For time-course experiments investigating DPYSL5 in treatment-induced neuroendocrine differentiation:

• Experimental timeline design:

  • Early time points: 24h, 48h, 72h after treatment initiation

  • Intermediate points: 1 week, 2 weeks

  • Late time points: 4 weeks, 8 weeks, 12 weeks

  • Include recovery periods after treatment withdrawal

• Treatment protocol:

  • Use clinically relevant AR inhibitors like Enzalutamide (ENZ)

  • Implement dosing strategies that mimic clinical protocols

  • Include combination treatments relevant to clinical practice

• Sampling considerations:

  • Harvest matched samples for multiple analyses (protein, RNA, morphology)

  • Include biological replicates at each time point

  • Maintain consistent sampling procedures throughout the time course

• Analytical approach:

  • Track DPYSL5 expression in relation to AR activity

  • Monitor the emergence of neuronal lineage markers (NSE, CGA, ASCL1)

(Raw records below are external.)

PR #6964, opened 2017-02-01
Sync initial bookmarks in order

ayumi:
Re-introduce SyncRecord.Bookmark.index after Sites Map refactor.

Fix https://github.com/brave/sync/issues/45

Auditors: @diracdeltas

Test plan:
1. Start Pyramid 0. It should have bookmarks and bookmark folders.
2. Enable Sync on Pyramid 0, and restart to complete setup.
3. Start Pyramid 1. Add it to Pyramid 0's Sync profile and restart.
4. Bookmarks should sync onto Pyramid 1 in the same order as Pyd 0.

### DIFF
--- a/app/sync.js
+++ b/app/sync.js
@@ -165,38 +165,44 @@ module.exports.onSyncReady = (isFirstRun, e) => {
 
   /**
    * Sync a bookmark that has not been synced yet, first syncing the parent
-   * folder if needed.
+   * folder if needed. For folders, set and memoize folderId to ensure
+   * consistent parentFolderObjectIds.
+   * Otherwise siteUtil.createSiteData() will generate new objectIds every
+   * call; there's not enough time to dispatch id updates to appStore.sites.
    * @param {Immutable.Map} site
    */
-  // Setting objectIds happens with AppActions IPC but we need it immediately.
-  const folderObjectIds = {}
-  // TODO (@ayumi): siteIndex is now ignored since switching to siteKey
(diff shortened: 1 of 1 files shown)


app/sync.js
```diff
@@ -165,38 +165,48 @@ module.exports.onSyncReady = (isFirstRun, e) => {
...
-   * folder if needed.
+   * folder if needed. For folders, set and memoize folderId to ensure
+   * consistent parentFolderObjectIds.
+   * Otherwise siteUtil.createSiteData() will generate new objectIds every
+   * call; there's not enough time to dispatch id updates to appStore.sites.
    * @param {Immutable.Map} site
+   * @param {number} index Sets the index for SyncRecord.Bookmark.index
+   *   so other clients apply records in a batch in the correct order.
+   * @returns {number} Next index to use. Note this may not be index +1
+   *   because for foldered bookmarks we first recurse and sync parent folders.
```
diracdeltas: looks like this jsdoc is no longer correct?

ayumi: good 🔼

diracdeltas:
i noticed that not all of my bookmarks were synced in the correct folders :(. but this is also happening on feature/syncing so not related to this PR.
top: pyramid 0
bottom: pyramid 1
screen shot 2017-02-01 at 1 28 58 am

luixxiul:
I added the label 0.13.3 in case that the sync would be implemented with that version. Let's reset it later if it is not.

PR #6995, opened 2017-02-02
remove getURL

bridiver:
cc @bbondy


luixxiul:
Don't we need to have an associated issue for this?

bridiver:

  • Assess EZH2 levels and H3K27 trimethylation status

  • Evaluate morphological changes using quantitative imaging metrics

• Mechanistic validation:

  • Implement DPYSL5 knockdown at critical time points to assess reversibility

  • Evaluate the impact of DPYSL5 depletion on ENZ-reduced cell proliferation and cell cycle arrest

  • Correlate changes in DPYSL5 with alterations in EZH2 and truncated JARID2 protein levels

How might the latest research on DPYSL5 inform future antibody-based therapeutic approaches for neuroendocrine cancers?

Recent research on DPYSL5 suggests several potential directions for antibody-based therapeutic approaches:

• Target validation considerations:

  • DPYSL5 is significantly upregulated in AR-negative treatment-induced neuroendocrine tumors

  • Its expression correlates with poor disease-free survival

  • DPYSL5 promotes cancer cell plasticity via EZH2-mediated PRC2 activation

• Therapeutic antibody development strategy:

  • Design antibodies that specifically target DPYSL5-expressing cancer cells

  • Develop antibody-drug conjugates delivering cytotoxic payloads to DPYSL5-positive cells

  • Consider bispecific antibodies targeting DPYSL5 and other neuroendocrine markers

• Combination therapy approach:

  • Pair DPYSL5-targeting antibodies with EZH2 inhibitors

  • Investigate synergy with conventional treatments for neuroendocrine tumors

  • Test efficacy in treatment-resistant models where DPYSL5 is highly expressed

• Biomarker utilization:

  • Use DPYSL5 antibodies for patient stratification in clinical trials

  • Develop companion diagnostics to identify patients likely to respond to DPYSL5-targeted therapies

  • Monitor treatment response using DPYSL5 expression dynamics

• Practical limitations to address:

  • Tumor heterogeneity and variable DPYSL5 expression within patients

  • Potential for resistance mechanisms through alternative pathways

  • Need for highly specific antibodies to avoid off-target effects in normal neural tissues

By integrating these considerations, researchers can leverage the growing understanding of DPYSL5 biology to develop novel therapeutic strategies for addressing the challenges of treatment-resistant neuroendocrine malignancies.